EXERCISE DESCRIPTION -
Among the lines below, which ones contain the word "Mutex"? Copy every such line.

DATASET CONTENT -

PR #7255, opened 2026-05-26
core: skip ArcSwap::load on non-MVCC connections in step hot path

glommer:
Every Statement::step() takes several ArcSwap loads on Database::mv_store via Connection::mv_store() / mv_store_for_db(). For non-MVCC databases the load returns None but still pays for arc_swap's hybrid debt machinery (~30ns/load).

Profile of `SELECT 1` (criterion + pprof, non-MVCC :memory:) showed arc_swap::strategy::hybrid::HybridStrategy::load at 15.11% of samples (113/748). After this change: 0/800 samples.

The fix adds Database::mv_store_active (AtomicBool) mirroring whether mv_store is populated, set with Release after each mv_store.store(...) (open, ATTACH, and PRAGMA journal_mode transitions both ways). Callers short-circuit on an Acquire load (~1ns) before touching the ArcSwap. ArcSwap stays for the active-MVCC path; behavior there is unchanged.

Wallclock SELECT 1: 106.6ns -> 91.7ns (-11.2% median, p<0.05).

### DIFF
--- a/core/lib.rs
+++ b/core/lib.rs
@@ -480,6 +480,10 @@ static DATABASE_MANAGER: LazyLock<Arc<parking_lot::Mutex<HashMap<DatabaseKey, Re
 /// encryption key here.
 pub struct Database {
     mv_store: ArcSwapOption<MvStore>,
+    /// Set when `mv_store` is populated. Lets callers skip the ArcSwap load on
+    /// non-MVCC databases: an Acquire `bool` is ~1ns vs ~30ns for
+    /// `HybridStrategy::load`, and this fires on every `Statement::step()`.
+    mv_store_active: AtomicBool,
     schema: Arc<Mutex<Arc<Schema>>>,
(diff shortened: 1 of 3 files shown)


core/lib.rs
```diff
@@ -2403,6 +2410,13 @@ impl Database {
         self.mv_store.load()
     }
 
+    /// Cheap fast-path check: true once `mv_store` has been populated. Avoids
+    /// the ArcSwap load on the hot per-step path for non-MVCC databases.
+    #[inline]
+    pub fn has_mv_store(&self) -> bool {
```
LeMikaelF, line 2416: This feels like a TOCTOU race that can lead to double-initialization of `MvStore` 🤔

glommer: if we decide to go this direction it is likely better to patch the upstream crate to provide an is_some method.

I am just not fully convinced it is worth it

PROBLEM SOLUTION -
@@ -480,6 +480,10 @@ static DATABASE_MANAGER: LazyLock<Arc<parking_lot::Mutex<HashMap<DatabaseKey, Re
     schema: Arc<Mutex<Arc<Schema>>>,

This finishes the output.